Task objective | Starting at the line that holds "All groceries put away." and stopping at the line that holds "are both allowed).", restate the records below word for word, with both of those lines included.

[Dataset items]
Issue #490, opened 2018-11-05
Storing Groceries [restructured][draft]


moriarty:
## Main Goal

All groceries put away.

## Setup

Groceries have been delivered to the front door via some fancy online grocery service.

nickswalker:
> **HINT**: The robot can ask the referee where to place the carried object (relative positions or pointing are both allowed).

Instead of framing this as a hint, it may match more with the rest of the tasks to include this as a Deus ex Machina in the remarks. That would also be the place to highlight whether we want to/how much to expressly penalize human help with the manipulation.

johaq:
My proposed changes (pull request #520):
1. I removed a lot specific mentions of numbers. Again, I feel they are unnecessary to the execution of the task, makes refereeing harder and less flexible, and encourages teams to hard code information.
2. As @nickswalker mentioned I moved the hint to the DEM section as it fits better with the other tasks.

I also would like to discuss removing the part about the operation area being clear. I understand it has been added recently by request of some teams so I did not just want to remove it without discussing it.
I think it contradicts parts of the general rules (robot always being safe) and I do not feel it puts a lot of extra burden on teams. Robots without sufficient sensors can always announce going backwards and be safe that way.

kyordhel:
Bump. Check #520

johaq:
Regarding #545. One way I see to make this task significantly easier to setup would be to remove the part about grouping in categories. I would be fine with just seeing a robot get objects into the shelf

kyordhel:
@johaq The point of this test is categorization. Pick and place is more or less a must.

kyordhel:
As I see it, it is quite simple. You set the cupboard once (grouping apples with apples and cokes with cokes is trivial to us) and let the robots do their best. Every time a robot finishes a test you take the objects it moved back to the table.

Shouldn't take more than 10 seconds, but I agree description must be shorten.

johaq:
The way I see it that is already in the rules. It states nowhere you need to reset the cupboard everytime.

I added back the 5-10 object range as requested and removed the clear area rule since no one seemed to object to removeing it.

kyordhel:
@RoboCupAtHome/technical-commmittee Can we consider the Storing Groceries task as complete?

Can we close the issue?

johaq:
I think so, yes

PR #520, opened 2019-01-18
Storing Groceries

johaq:
#490

### DIFF
--- a/scoresheets/StoringGroceries.tex
+++ b/scoresheets/StoringGroceries.tex
@@ -3,7 +3,7 @@ The maximum time for this test is 5 minutes.
 
 \begin{scorelist}
 	\scoreheading{Main Goal}
-	\scoreitem[5]{100}{Move an objects next to their peers in the shelf}
+	\scoreitem[5]{100}{Move an object next to their peers in the shelf}
 	\penaltyitem[5]{-30}{Receiving human help (point at target location)}
 	\penaltyitem[5]{-100}{Receiving human help (move object)}
 
--- a/scoresheets/StoringGroceries.tex
+++ b/scoresheets/StoringGroceries.tex
@@ -3,7 +3,7 @@ The maximum time for this test is 5 minutes.
 
 \begin{scorelist}
 	\scoreheading{Main Goal}
-	\scoreitem{500}{Move 5 objects next to their peers in the shelf}
+	\scoreitem[5]{100}{Move an objects next to their peers in the shelf}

Task output |
All groceries put away.

## Setup

Groceries have been delivered to the front door via some fancy online grocery service.

nickswalker:
> **HINT**: The robot can ask the referee where to place the carried object (relative positions or pointing are both allowed).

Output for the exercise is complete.